# Can you try your hands on this probability ques?

This question entails proper construction of the total and favorable number of cases. Here you assign 1 day to each person. For the number of cases you should consider that in how many ways each of the 4 persons may get a day from a total of 365 days. The favorable number of cases is obtained by sequentially eliminating a day from the year as you go on assigning birthdays to each person. Q. A company has four employees. find the probability that a. All of them have different birthdays. b. Exactly 2 of them have the same birthday. c. At least 2 of them have the same birthday.

a. 365 X 364 X 363 X 362 b. 365 X 364 X 363 c. 365 ^ 3 (?)

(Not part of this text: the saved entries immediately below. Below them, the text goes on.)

PR #645, opened 2022-12-09
Onboarding: remove feature flag

mchowning:
| 📘 Project: #524  |
| --- |

## Description
This turns on the onboarding feature so it can go out to our open beta testers in 7.29.

I considered leaving this turned off for debug builds by default and having a feature flag that could be used to turn it on for debug builds in order to not make development more difficult, but since this only gets presented a single time after a fresh install (and can be dismissed with a single button tap), I decided that probably wasn't necessary. Happy to add a flag if you disagree though.

## Testing Instructions
Just make sure the feature loads up on a fresh install. Everything else has already been tested, so no other specific testing is needed for this change. Don't hesitate to give the feature a bit of smoke-testing if you're up for it though.

## Checklist
 
- [ ] with different themes

### DIFF
--- a/modules/services/preferences/src/main/java/au/com/shiftyjelly/pocketcasts/preferences/Settings.kt
+++ b/modules/services/preferences/src/main/java/au/com/shiftyjelly/pocketcasts/preferences/Settings.kt
@@ -604,6 +604,6 @@ interface Settings {
     fun getEndOfYearModalHasBeenShown(): Boolean
     fun endOfYearRequireLogin(): Boolean
 
-    fun getHasCompletedOnboarding(): Boolean
+    fun hasCompletedOnboarding(): Boolean
     fun setHasCompletedOnboarding()
 }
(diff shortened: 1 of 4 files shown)


modules/services/preferences/src/main/java/au/com/shiftyjelly/pocketcasts/preferences/Settings.kt
```diff
@@ -604,6 +604,6 @@ interface Settings {
     fun getEndOfYearModalHasBeenShown(): Boolean
     fun endOfYearRequireLogin(): Boolean
 
-    fun getHasCompletedOnboarding(): Boolean
+    fun hasCompletedOnboarding(): Boolean
```
mchowning, line 607: Just made this change because I thought the slightly shorter name read better.

ashiagr (approved):

mchowning:
Updated this with [a09bb85](https://github.com/Automattic/pocket-casts-android/pull/645/commits/a09bb85cdee65f46d8e85c23d87ef76e2af7c1f9) to only create the onboarding activity if `savedInstanceState` is null. This is to avoid creating multiple onboarding activities if `MainActivity::onCreate` is called twice. This has only been recreated on emulators (in my testing, an "identical" physical device did not show the issue whereas the emulator did), so this may just be an emulator issue, but this seemed like a safe check to put in to help protect us.

I believe this was the cause of the [double-back issue](https://github.com/Automattic/pocket-casts-android/pull/603#pullrequestreview-1191350711) you found earlier @ashiagr .

I'm re-requesting your review because I want to make sure this change doesn't introduce any issues.

ashiagr:
After this change, I've verified that multiple onboarding activities are not created on the emulator. Thanks for taking care of it. 👍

What are the probs? a) 365 X 364 X 363 X 362 / 365x365x365x365 ???

yes.

My guess is, a) All different birthdays - (365/365)(364/365)(363/365)(362/365) b) Exactly 2 have same birthday - 4C2 (365/365)(1/365)(364/365)(363/365) The Combination is required to identify which two share the same birthday Viz. A&B or A&C or B&C… etc c) Atleast 2 have same birthday is equal to (1- P(none having same birthday)) = (1 - (365/365)(364/365)(363/365)(362/365)) Can you post the answer for this?